28. A method of increasing the half life of a non-Fc component by fusing the non-Fc component to an Fc region having a first portion derived from one or more human IgG2 antibodies and a second portion derived from one or more human IgG4 antibodies.

29. A method of increasing the avidity of a non-Fc component for a molecule to which the non-Fc component binds by fusing the non-Fc component to an Fc region having a first portion derived from one or more human IgG2 antibodies and a second portion derived from one or more human IgG4 antibodies.

30. A method of forming a dimer of a non-Fc component by fusing the non-Fc component to an Fc region having a first portion derived from one or more human IgG2 antibodies and a second portion derived from one or more human IgG4 antibodies.

31. A method of facilitating purification of a non-Fc component by fusing the non-Fc component to an Fc region having a first portion derived from one or more human IgG2 antibodies and a second portion derived from one or more human IgG4 antibodies.

32. A method of reducing or eliminating Fc receptor binding and complement activation associated with a Fc fusion protein comprising fusing a non-Fc component to an Fc region having a first portion derived from one or more human IgG2 antibodies and a second portion derived from one or more human IgG4 antibodies.

33. A method as in claim 32 wherein the Fc receptor binding and complement activation is reduced or eliminated in vitro.

34. A method of improving expression of a non-Fc component in mammalian cells by creating a Fc fusion protein having the non-Fc component fused to an Fc region having a first portion derived from one or more human IgG2 antibodies and a second portion derived from one or more human IgG4 antibodies.

35. The fusion protein of claim 17 wherein the Fc region is attached to an amino terminus of the non-Fc component.

36. The fusion protein of claim 17 wherein the Fc region is attached to the carboxy terminus of the non-Fc component.

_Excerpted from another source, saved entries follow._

PR #210, opened 2026-07-10
Implement catalog enumeration for attached databases (duckdb_tables, SHOW TABLES, IDE introspection)

asubbarao:
## Problem

Attached quack databases are invisible to catalog enumeration. With `ATTACH 'quack:...' AS rpc`:

- `duckdb_tables()` / `duckdb_views()` / `duckdb_columns()` return no rows for `rpc`
- `SHOW TABLES` (with `rpc` as the default database) shows nothing
- JDBC `DatabaseMetaData.getTables()` returns nothing, so IDEs and SQL tools (DataGrip, DBeaver, Harlequin, ...) that introspect via the standard catalog show an empty database — no table listing, no autocomplete — even though direct queries against `rpc.<table>` work fine.

## Cause

`QuackSchemaCatalogEntry::Scan` (both overloads) is a `// TODO` stub. The information is already there: at ATTACH time, `QuackTableSet` eagerly constructs bound catalog entries for every remote table and view (from the `QuackLoadCatalogData` bulk load), and `QuackCatalogSet::GetAllCatalogEntries()` exposes them. Name lookups (`LookupEntry`) work; only enumeration was left unimplemented.

## Fix

Implement `Scan` as an iterate-and-filter over the already-loaded table set: emit entries matching the requested `CatalogType` (`TABLE_ENTRY` / `VIEW_ENTRY`), nothing for other types. No new RPCs — the entries were loaded at attach. The context-taking overload delegates to the context-free one.

## Test

`test/sql/attach_catalog_scan.test` — attaches a served database with two tables and a view, then asserts `duckdb_tables()`, `duckdb_views()`, `duckdb_columns()` and `SHOW TABLES` all enumerate them. Fails on the current branch tip (all enumerations empty); passes with this change.

### DIFF
--- a/src/storage/quack_schema.cpp
+++ b/src/storage/quack_schema.cpp
@@ -68,10 +68,17 @@ optional_ptr<CatalogEntry> QuackSchemaCatalogEntry::LookupEntry(CatalogTransacti
 
 void QuackSchemaCatalogEntry::Scan(ClientContext &context, CatalogType type,
                                    const std::function<void(CatalogEntry &)> &callback) {
-	// TODO
+	Scan(type, callback);
 }
 void QuackSchemaCatalogEntry::Scan(CatalogType type, const std::function<void(CatalogEntry &)> &callback) {
-	// TODO
+	if (type != CatalogType::TABLE_ENTRY && type != CatalogType::VIEW_ENTRY) {
+		return;
+	}
+	for (auto &entry : tables->GetAllCatalogEntries()) {
+		if (entry.get().type == type) {
+			callback(entry.get());
+		}
+	}
 }
 
 optional_ptr<CatalogEntry> QuackSchemaCatalogEntry::CreateIndex(CatalogTransaction transaction, CreateIndexInfo &info,
--- a/src/storage/quack_table.cpp
+++ b/src/storage/quack_table.cpp
@@ -69,9 +69,11 @@ string QuackTableSet::GetLoadQuery() {
 	return R"(
 SELECT schema_name, sql, 'table'
 FROM duckdb_tables()
+WHERE NOT internal
 UNION ALL
 SELECT schema_name, view_name, 'view'
 FROM duckdb_views()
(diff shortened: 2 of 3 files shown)


asubbarao:
Closing — `QuackSchemaCatalogEntry::Scan` is implemented on main now (with the `SCHEMA_ENTRY` case this PR didn't cover), and `GetStorageInfo` returns an empty `TableStorageInfo`, so the enumeration half of this is done. The branch is also stale against the `schema_oid` / nested-schema rewrite of `GetLoadQuery`.

One piece here didn't land, and implementing `Scan` is what makes it visible: `QuackTableSet::GetLoadQuery()` still selects from `duckdb_tables()`/`duckdb_views()` without `WHERE NOT internal`. A bare served database reports 47 internal views (22 `pg_catalog`, 11 `information_schema`, 14 in `main` — including `duckdb_tables`, `duckdb_views`, `duckdb_columns`, `sqlite_master`), and they really are loaded into the client catalog today: `FROM r.sqlite_master` resolves over an ATTACH. They were harmless while `Scan` was a stub; now they'll enumerate through `SHOW TABLES` and IDE introspection. Happy to send that one-line filter plus a test as a focused PR.

asubbarao:
Correction to my closing comment: the `WHERE NOT internal` part is **not** needed on main, and I was wrong to flag it.

I built main (`9823b72`) and checked. The internal views live in the `system` database, not in the served user database — I had grouped only by `schema_name` and misread `system.main` as the user's `main`. They leaked into the attached catalog on older builds only because `GetLoadQuery` matched schemas by *name*, so `system.main` collided with the client's `main`. The `schema_oid` rewrite in 15ab79bf removed that as a side effect.

Verified on a main build: attaching a served database with one table and one view enumerates exactly `[t]` and `[v]`, and `r.sqlite_master` no longer resolves. Nothing left over from this PR — it's fully superseded. Sorry for the noise.

PR #211, opened 2026-07-11
Deduplicate quack scan output column names

carlopi:
A remote query is free to produce duplicate column names (SELECT 1 AS x, 2 AS x), but a table function binding requires them to be unique: duckdb's Binding::Initialize throws 'table "quack_query" has duplicate column name'. Both quack scan binds passed the server's names through verbatim, so any such query failed to bind.

Rename repeats in the bind (x, x_1, ...) via QueryResult::DeduplicateColumns, as the arrow scan does. Nothing maps back: quack never sends column names to the server - projection pushdown emits positional #N refs and the scan references result columns by index - so this only affects the names exposed to the binder.

Currently:
```sql
CALL quack_serve('quack:localhost', token:='1234');
SELECT * FROM quack_query('quack:localhost', 'SELECT 1 AS x, 2 AS x');
```
fails like:
```
Binder Error:
table "quack_query" has duplicate column name "x"
```
Failure happens client side, basically this goes local duckdb -> quack protocol -> computed server side -> quack protocol -> fails re-entering client side.

This is not great, since query has been executed (so possibly with side-effects) but then fails on re-entering client side.

After this PR:
```
┌───────┬───────┐
│   x   │  x_1  │
│ int32 │ int32 │
├───────┼───────┤
│     1 │     2 │
└───────┴───────┘
```
that behave according to the precedent of:
```sql
FROM (SELECT 1 AS x, 2 AS x);
```

Given this expand what's processed, and changes nothing for already de-duplicated queries, this is in my view an improvement.

Discovered while stress testing `CONNECT`, but found `USE quack` had the same limitation.

### DIFF
--- a/src/quack_scan.cpp
+++ b/src/quack_scan.cpp
@@ -1,5 +1,6 @@
 #include "duckdb/function/table_function.hpp"
 #include "duckdb/main/database.hpp"
+#include "duckdb/main/query_result.hpp"
 #include "duckdb/main/extension_helper.hpp"
 #include "duckdb/main/secret/secret.hpp"
 #include "duckdb/planner/filter/conjunction_filter.hpp"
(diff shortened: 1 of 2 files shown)


Mytherin:
Thanks!

PR #212, opened 2026-07-11
Quack: surface actual error types (instead of generic `Invalid`) AND allow invalidated servers to communicate this back to clients

carlopi:
This started looking to improve compatibility of `CONNECT` statement, and I bumped against the fact queries that would error server side (for N reasons, like `Catalog Errors`, constraints, Invalid Input, IOExceptions) would all surface as Invalid Input Exception, basically loosing information on the wire.

Idea here is keeping information, allowing more faith-full error messages to users.

Then I bumped against a corner case: `FatalException` would invalidate server AND client. That's not great, so for that and Internal error case I still opted for generic like message (but carrying around metadata).
Next: I realized that `FatalException` or in any case server being invalidated must be communicated back to client directly, since otherwise any other reconnection attempt would fail even at executing auth / authz queries.

Now added a boolean on ErrorMessage, so client can be informed and act on server in invalid state (example, earlier failures).

### DIFF
--- a/src/include/quack_message.json
+++ b/src/include/quack_message.json
@@ -32,9 +32,27 @@
         "name": "message",
         "type": "string",
         "serialize_property": "error.RawMessage()"
+      },
+      {
+        "id": 2,
+        "name": "exception_type",
+        "type": "string",
+        "serialize_property": "ExceptionTypeName()"
+      },
+      {
+        "id": 3,
+        "name": "extra_info",
+        "type": "unordered_map<string, string>",
+        "serialize_property": "TransferableExtraInfo()"
+      },
+      {
+        "id": 4,
+        "name": "must_invalidate",
+        "type": "bool"
       }
     ],
-    "constructor": ["message"]
+    "constructor": ["message", "exception_type", "extra_info", "must_invalidate"],
+    "constructor_method": "ErrorResponse::FromWire"
   },
   {
     "class": "PrepareRequestMessage",
--- a/src/include/quack_client.hpp
+++ b/src/include/quack_client.hpp
@@ -29,12 +29,22 @@ public:
 		if (response_message->Type() != TARGET::TYPE) {
 			if (response_message->Type() == MessageType::ERROR_RESPONSE) {
 				// if we get an error throw it immediately
+				NoteError(response_message->Cast<ErrorResponse>());
 				response_message->Cast<ErrorResponse>().Error().Throw();
 			}
 			throw IOException("Expected %s message, got %s instead", MessageTypeToString(TARGET::TYPE),
 			                  MessageTypeToString(response_message->Type()));
 		}
 		return unique_ptr_cast<QuackMessage, TARGET>(std::move(response_message));
+	}
+
+	//! Invalidate the owning connection if the error says the server's database died. Call before rethrowing.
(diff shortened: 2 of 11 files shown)


src/include/quack_message.json
```diff
@@ -32,9 +32,27 @@
         "name": "message",
         "type": "string",
         "serialize_property": "error.RawMessage()"
+      },
+      {
+        "id": 2,
+        "name": "exception_type",
+        "type": "string",
+        "serialize_property": "ExceptionTypeName()"
```
Mytherin, line 40: Maybe we can transfer the JSON representation instead? (`ConvertErrorToJSON`)

carlopi: This works for well formed errors, but it's not really closed in a bunch of weird cases, like, `raw_message` can start with `{` and not be JSON (for example, the weird looking `SELECT error('{aaa');`).

Due to:
```c++
void ErrorData::ConvertErrorToJSON() {
        if (!raw_message.empty() && raw_message[0] == '{') {
                // empty or already JSON
                return;
        }
        raw_message = StringUtil::ExceptionToJSONMap(type, raw_message, extra_info);
        final_message = raw_message;
}
```

I am not sure if solving that would just be better then.

sounkou-bioinfo:
This PR addresses a concrete downstream need in [CanardAbsurd](https://github.com/RGenomicsETL/CanardAbsurd), a DuckDB workflow state machine with independent R workers. I found this existing PR while checking related reports, so I am adding the use case here rather than opening a duplicate issue.

Our claims, checkpoints, heartbeats, completions, and cancellation are single SQL statements contending on a task row. Handlers run outside transactions and can have external effects. We need to distinguish a confirmed aborted operation from an ambiguous transport failure, and let the caller decide whether to retry **that statement**, not rerun the handler. An I/O error or lost response must not be treated as proof that a write did not commit.

With the currently installed community Quack build (`1693647` on DuckDB 1.5.3), I reproduced a conflicting remote task update reaching R as `INVALID_INPUT`, with the conflict identifiable only in the displayed message. The current main-branch codec still serializes `error.RawMessage()` alone, and deserialization reconstructs an `INVALID_INPUT` error. Preserving the original type and transferable metadata is preferable to classifying that text.

Similar needs arise in ETL/ingestion clients, idempotent submission and deduplication, connection-pool recovery, cancellation handling, and error telemetry. A broad error type is not by itself a complete retry policy: distinguishing an expected duplicate key from an unrelated constraint violation may need more specific metadata, and an invalidated remote server must not invalidate the local client process indiscriminately.

There is also a separate R-side loss: the low-level driver constructs a `duckdb_error` with fields, but its caller-oriented DBI rethrow drops them and the parent condition. I opened [duckdb/duckdb-r#2711](https://github.com/duckdb/duckdb-r/issues/2711) with a reproduction on R package versions 1.5.3 and 1.5.5. Both boundaries need to preserve the information for R callers to use it.

Useful coverage for our case would be transaction conflicts and constraint errors through `quack_query()`, including prepare/execute/fetch paths, plus mixed-version peers where missing or unknown metadata remains explicitly unknown. Transport failures should remain distinct from server-reported query failures. I have reviewed this PR's description and diff, but have not tested its branch.

---
Prepared with GPT 6 Astra (xhigh thinking) in pi coding agent.

PR #215, opened 2026-07-12
Drain the catalog-load query across fetch batches

carlopi:
QuackCatalog::ExecuteCommandInternal appended only the chunks carried by the PREPARE response and never issued a FETCH, so anything past the first batch was dropped. Its own comment said so: "FIXME this will break with many results!". For these queries the dropped rows are not a truncated result set - they are catalog entries, so a schema, table or view silently ceases to exist, with no error at all.

Reachable today: the table-load query is duckdb_tables() UNION ALL duckdb_views(), whose two branches emit separate chunks, so a database holding both a table and a view already spans two chunks and loses the view at quack_fetch_batch_chunks=1. At the default batch size it takes a large catalog to reach, but lowering that setting - a documented knob - silently deletes part of the catalog.

Fetch until the server reports the result exhausted, the same way QuackScan does.

### DIFF
--- a/src/storage/quack_catalog.cpp
+++ b/src/storage/quack_catalog.cpp
@@ -66,7 +66,6 @@ const QuackUri &QuackCatalog::GetServerUri() {
 }
 
 unique_ptr<ColumnDataCollection> QuackCatalog::ExecuteCommandInternal(ClientContext &context, const string &query) {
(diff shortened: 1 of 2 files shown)


guillesd:
Yes, it was about time we fixed this!

Mytherin:
Thanks!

37. Nucleic acid encoding a fusion protein in accordance with claim 17.

38. Nucleic acid as in claim 37 which includes introns.

39. Nucleic acid as in claim 37 which does not include introns.

40. An expression vector containing nucleic acid in accordance with claim 37.

41. A host cell transfected with an expression vector in accordance with claim 39.

42. A composition comprising a fusion protein in accordance with claim 17 and a pharmaceutically acceptable carrier.